Task instructions — Reproduce all records verbatim.

** Material to process follows **

PR #428, opened 2019-05-01
Rmw preallocate

mjcarroll:
Replaces #383 

This PR is the changes #383, but with the actual test implementation removed, it just contains the relevant API changes and adjustments.

Connects to ros2/rmw#159

### DIFF
--- a/rcl/src/rcl/publisher.c
+++ b/rcl/src/rcl/publisher.c
@@ -38,7 +38,6 @@ typedef struct rcl_publisher_impl_t
   rmw_qos_profile_t actual_qos;
   rcl_context_t * context;
   rmw_publisher_t * rmw_handle;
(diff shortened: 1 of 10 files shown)


rcl/src/rcl/publisher.c
```diff
@@ -74,6 +75,8 @@ rcl_publisher_init(
   RCL_CHECK_ARGUMENT_FOR_NULL(topic_name, RCL_RET_INVALID_ARGUMENT);
   RCUTILS_LOG_DEBUG_NAMED(
     ROS_PACKAGE_NAME, "Initializing publisher for topic name '%s'", topic_name);
+
```
clalancette: Nit; I like adding one newline, two seems excessive :).

PR #430, opened 2019-05-03
Add an allocator to the external logging initialization.

clalancette:

In order to finish the implementation of https://github.com/ros2/rcl_logging/pull/9, we're going to need to allocate some memory.  In order to comply with the way the rest of the system does it, we are going to need to pass an allocator through to `rcl_logging_external_initialize`.  This PR (and the connected one in rcl_logging) stub that out; the implementation that actually uses the allocator will come later, as it will not be an API break.

### DIFF
--- a/rcl/include/rcl/logging_external_interface.h
+++ b/rcl/include/rcl/logging_external_interface.h
@@ -25,12 +25,14 @@
  *   logging library should use to configure itself.
  *   If no config file is provided this will be set to an empty string.
  *   Must be a NULL terminated c string.
- * \param[in] allocator The allocator to use for memory allocation.
+ * \param[in] allocator The allocator to use for memory allocation.  This is
+ *   an rcutils_allocator_t rather than an rcl_allocator_t to ensure that the
+ *   rcl_logging_* packages don't have a circular dependency back to rcl.
  * \todo TODO(clalancette) This API is marked RCL_PUBLIC, but is not built or
- *       exported from librcl.  Instead, these headers should be split into a
- *       separate package which is then depended on by both rcl and the
- *       rcl_logging_* implementations.  The duplicated headers from the
- *       implementations could then be removed.
+ *   exported from librcl.  Instead, these headers should be split into a
+ *   separate package which is then depended on by both rcl and the
+ *   rcl_logging_* implementations.  The duplicated headers from the
+ *   implementations could then be removed.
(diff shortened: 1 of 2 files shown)


clalancette:
CI:
* Linux [Build Status](http://ci.ros2.org/job/ci_linux/6926/)
* Linux-aarch64 [Build Status](http://ci.ros2.org/job/ci_linux-aarch64/3194/)
* macOS [Build Status](http://ci.ros2.org/job/ci_osx/5686/)
* Windows [Build Status](http://ci.ros2.org/job/ci_windows/6757/)

rcl/include/rcl/logging_external_interface.h
```diff
@@ -31,7 +31,7 @@
 RCL_PUBLIC
 RCL_WARN_UNUSED
 rcl_ret_t
-rcl_logging_external_initialize(const char * config_file);
+rcl_logging_external_initialize(const char * config_file, rcutils_allocator_t allocator);
```
tfoote: For semantics shouldn't this be an rcl_allocator_t? 

That's what's used internallly currently: https://github.com/ros2/rcl/blob/eabe42686688b652be0aa020db2b396c393536cc/rcl/src/rcl/logging.c#L41

Of course it's the same via typedef: https://github.com/ros2/rcl/blob/3b9475bb142bc6226b7441e5926eecb3f3dbf9d9/rcl/include/rcl/allocator.h#L25

wjwwood: We discussed offline about the fact that this needs to be deduplicated, but @clalancette is just going to make a TODO for now.

clalancette: The problem is that these packages shouldn't depend on `rcl`, as it creates a circular dependency.  Also, all of the functions I'm going to eventually call are in `rcutils`, so I think it makes more sense as an `rcutils_allocator_t`.

wjwwood: 👍 That actually is a good idea. Though they are just a `typedef` to one another right now.

clalancette:
Rebuilding just Linux to ensure I don't trip the linters.  If this succeeds, I'll merge both this and https://github.com/ros2/rcl_logging/pull/10 .

* Linux [Build Status](http://ci.ros2.org/job/ci_linux/6926/)

PR #432, opened 2019-05-03
Add new RCL_RET_UNSUPPORTED (for QoS)

emersonknapp:
Add a new rcl return type for unsupported features.
Unblocks ros2/rclpy#316

Signed-off-by: Emerson Knapp <eknapp@amazon.com>


mjcarroll:
Ah, this is fantastic!  I need to add this to some of the allocator work that I just added.  Thanks for the patch.

emersonknapp:
Thanks for the approvals, can we merge this? Passed CI on https://github.com/ros2/rmw_fastrtps/pull/276

PR #435, opened 2019-05-09
add explicit dependency on rcl_logging_log4cxx

dirk-thomas:
Makes it possible for the devel / PR jobs to pass, e.g. http://build.ros2.org/view/Ddev/job/Ddev__rcl__ubuntu_bionic_amd64/21/


dirk-thomas:
Similar to https://github.com/ros2/rmw_implementation/blob/7e88ba2afd6b6b0066c4f7b5fd6ed4aaa9d92667/rmw_implementation/package.xml#L14-L21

** End of Material to process **

Reply to the task —
PR #428, opened 2019-05-01
Rmw preallocate

mjcarroll:
Replaces #383 

This PR is the changes #383, but with the actual test implementation removed, it just contains the relevant API changes and adjustments.

Connects to ros2/rmw#159

### DIFF
--- a/rcl/src/rcl/publisher.c
+++ b/rcl/src/rcl/publisher.c
@@ -38,7 +38,6 @@ typedef struct rcl_publisher_impl_t
   rmw_qos_profile_t actual_qos;
   rcl_context_t * context;
   rmw_publisher_t * rmw_handle;
(diff shortened: 1 of 10 files shown)


rcl/src/rcl/publisher.c
```diff
@@ -74,6 +75,8 @@ rcl_publisher_init(
   RCL_CHECK_ARGUMENT_FOR_NULL(topic_name, RCL_RET_INVALID_ARGUMENT);
   RCUTILS_LOG_DEBUG_NAMED(
     ROS_PACKAGE_NAME, "Initializing publisher for topic name '%s'", topic_name);
+
```
clalancette: Nit; I like adding one newline, two seems excessive :).

PR #430, opened 2019-05-03
Add an allocator to the external logging initialization.

clalancette:

In order to finish the implementation of https://github.com/ros2/rcl_logging/pull/9, we're going to need to allocate some memory.  In order to comply with the way the rest of the system does it, we are going to need to pass an allocator through to `rcl_logging_external_initialize`.  This PR (and the connected one in rcl_logging) stub that out; the implementation that actually uses the allocator will come later, as it will not be an API break.

### DIFF
--- a/rcl/include/rcl/logging_external_interface.h
+++ b/rcl/include/rcl/logging_external_interface.h
@@ -25,12 +25,14 @@
  *   logging library should use to configure itself.
  *   If no config file is provided this will be set to an empty string.
  *   Must be a NULL terminated c string.
- * \param[in] allocator The allocator to use for memory allocation.
+ * \param[in] allocator The allocator to use for memory allocation.  This is
+ *   an rcutils_allocator_t rather than an rcl_allocator_t to ensure that the
+ *   rcl_logging_* packages don't have a circular dependency back to rcl.
  * \todo TODO(clalancette) This API is marked RCL_PUBLIC, but is not built or
- *       exported from librcl.  Instead, these headers should be split into a
- *       separate package which is then depended on by both rcl and the
- *       rcl_logging_* implementations.  The duplicated headers from the
- *       implementations could then be removed.
+ *   exported from librcl.  Instead, these headers should be split into a
+ *   separate package which is then depended on by both rcl and the
+ *   rcl_logging_* implementations.  The duplicated headers from the
+ *   implementations could then be removed.
(diff shortened: 1 of 2 files shown)


clalancette:
CI:
* Linux [Build Status](http://ci.ros2.org/job/ci_linux/6926/)
* Linux-aarch64 [Build Status](http://ci.ros2.org/job/ci_linux-aarch64/3194/)
* macOS [Build Status](http://ci.ros2.org/job/ci_osx/5686/)
* Windows [Build Status](http://ci.ros2.org/job/ci_windows/6757/)

rcl/include/rcl/logging_external_interface.h
```diff
@@ -31,7 +31,7 @@
 RCL_PUBLIC
 RCL_WARN_UNUSED
 rcl_ret_t
-rcl_logging_external_initialize(const char * config_file);
+rcl_logging_external_initialize(const char * config_file, rcutils_allocator_t allocator);
```
tfoote: For semantics shouldn't this be an rcl_allocator_t? 

That's what's used internallly currently: https://github.com/ros2/rcl/blob/eabe42686688b652be0aa020db2b396c393536cc/rcl/src/rcl/logging.c#L41

Of course it's the same via typedef: https://github.com/ros2/rcl/blob/3b9475bb142bc6226b7441e5926eecb3f3dbf9d9/rcl/include/rcl/allocator.h#L25

wjwwood: We discussed offline about the fact that this needs to be deduplicated, but @clalancette is just going to make a TODO for now.

clalancette: The problem is that these packages shouldn't depend on `rcl`, as it creates a circular dependency.  Also, all of the functions I'm going to eventually call are in `rcutils`, so I think it makes more sense as an `rcutils_allocator_t`.

wjwwood: 👍 That actually is a good idea. Though they are just a `typedef` to one another right now.

clalancette:
Rebuilding just Linux to ensure I don't trip the linters.  If this succeeds, I'll merge both this and https://github.com/ros2/rcl_logging/pull/10 .

* Linux [Build Status](http://ci.ros2.org/job/ci_linux/6926/)

PR #432, opened 2019-05-03
Add new RCL_RET_UNSUPPORTED (for QoS)

emersonknapp:
Add a new rcl return type for unsupported features.
Unblocks ros2/rclpy#316

Signed-off-by: Emerson Knapp <eknapp@amazon.com>


mjcarroll:
Ah, this is fantastic!  I need to add this to some of the allocator work that I just added.  Thanks for the patch.

emersonknapp:
Thanks for the approvals, can we merge this? Passed CI on https://github.com/ros2/rmw_fastrtps/pull/276

PR #435, opened 2019-05-09
add explicit dependency on rcl_logging_log4cxx

dirk-thomas:
Makes it possible for the devel / PR jobs to pass, e.g. http://build.ros2.org/view/Ddev/job/Ddev__rcl__ubuntu_bionic_amd64/21/


dirk-thomas:
Similar to https://github.com/ros2/rmw_implementation/blob/7e88ba2afd6b6b0066c4f7b5fd6ed4aaa9d92667/rmw_implementation/package.xml#L14-L21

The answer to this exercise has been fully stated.